BOSTON, July 31 (UPI) -- Researchers have discovered a molecule present in basal-like breast cancer, or BLBC, tumors that allows them to be detected, and when its presence was reduced in cancer cell models the tumors' growth was slowed significantly.
BLBC is an aggressive form of breast cancer that does not respond to the most common cancer treatments and has a tendency to spread earlier and faster than other forms of cancer.
"This discovery offers a glimmer of hope for patients stricken with BLBC. Personalized cancer therapies could be developed by targeting breast cancer cells that express copious levels of IL13RA2," said Dr. Sam Thiagalingam, an associate professor Boston University School of Medicine, in a press release.
Researchers compared markers on cancer cells to gene expression profiles available in public information databases, discovering the molecule interleukin-13 receptor alpha 2, or IL13Ralpha2, is often present in large quantities in metastatic or late-stage BLBC. Further research showed levels of the molecule indicated the chances of the cancer spreading.
They found that when the presence of IL13Ralpha2 was decreased in cancer cells and inserted into tumors, the tumors grew more slowly.

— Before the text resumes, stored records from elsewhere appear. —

Issue #546, opened 2018-01-10
Remove root style inheritance functionality.


skynavga:

skynavga:
Based on discussion in today's F2F, agreed to defer root style inheritance functionality to future work. Anyone who objects to this removal should speak up. A PR that implements this change is forthcoming.

PR #606, opened 2018-01-30
Remove ttp:version parameter attribute (#435).

### LINKED ISSUE #435: Is ttp:version="2" required if ttp:contentProfiles is present?

skynavga:
Closes #435.


spec/ttml2.xml
```diff
@@ -13006,9 +12920,6 @@ example.</p>
 <p>The <att>tts:textShadow</att> attribute is used to specify a style property that
 defines one or more text shadow decorations to apply to glyphs that are selected for <loc href="#terms-glyph-area">glyph areas</loc> generated
 by content flowed into a region.</p>
-<p>If both <loc href="#style-attribute-textOutline"><att>tts:textOutline</att></loc> and <att>tts:textShadow</att> attributes
```
cconcolato: why is this related to the version attribute?

cconcolato:
Built version at https://rawgit.com/w3c/ttml2/issue-0435-remove-version-parameter-build/index.html

cconcolato:
@skynavga, just to make sure we have covered every aspect, I'm copying the results of your study of TTT and checking how this change affects them: 
- [ttv] select between version specific default profiles
This seems covered by the use of TTML2 profiles as the default given that it is a superset of TTML1.

- [ttv] select between TTML schemas associated with different specification versions (56 instances)
Same as above. At some point, we had mentioned that a validator could choose the schema corresponding to the minimal profile that includes all required features.  I think this is not needed for now.

- [ttv] contextualize length expressions in terms of version (in order to support new units) (2 instances)
Can you clarify how this is handled? 

- [ttv] enable deprecation warnings (1 instance)
I think this is covered by the selection of a profile.

- [ttpe] select use of initial value of tts:position versus tts:origin (1 instance)
We fixed this with #551 

- [ttx] select between tt element and region element for root of style inheritance (1 instance)
This is covered by #546 

- [ttx] select between version specific transformation helper class methods used during ISD transformation processing (24 instances)
This seems internal to your software.

spec/ttml2.xml
skynavga: We had previously thought that ``tts:textShadow`` (a TTML2 feature) would replace ``tts:textOutline`` (a TTML1 feature). We now understand it isn't a replacement (driven by version) but both apply independently.

skynavga:
@cconcolato thanks for checking my TTT study; there are a few things I need to add/tweak to cover these points

skynavga:
@nigelmegitt I reviewed @version on ISD vocabulary, and decided it was appropriate there, since we don't profile the ISD vocabulary usage via features from which we might infer the ISD version.

nigelmegitt:
@skynavga OK, I'm not sure about that but no objection from me to keep it in and moving on.

spec/ttml2.xml
cconcolato: I don't see how this was driven by version and how this is related to `ttp:version` but I think the change is good. Approving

Models with the same altered cells also had nearly no metastasis to the lungs, which researchers said could indicate the molecule is also involved in the spread of cancer.
More research will be needed to understand how the molecule works and if it can be harnessed for therapeutic treatments. "Studies directed at this biomarker will be of high significance to improve the quality of life of all cancer patients harboring this alteration," said Thiagalingam.
The study is published in Breast Cancer Research.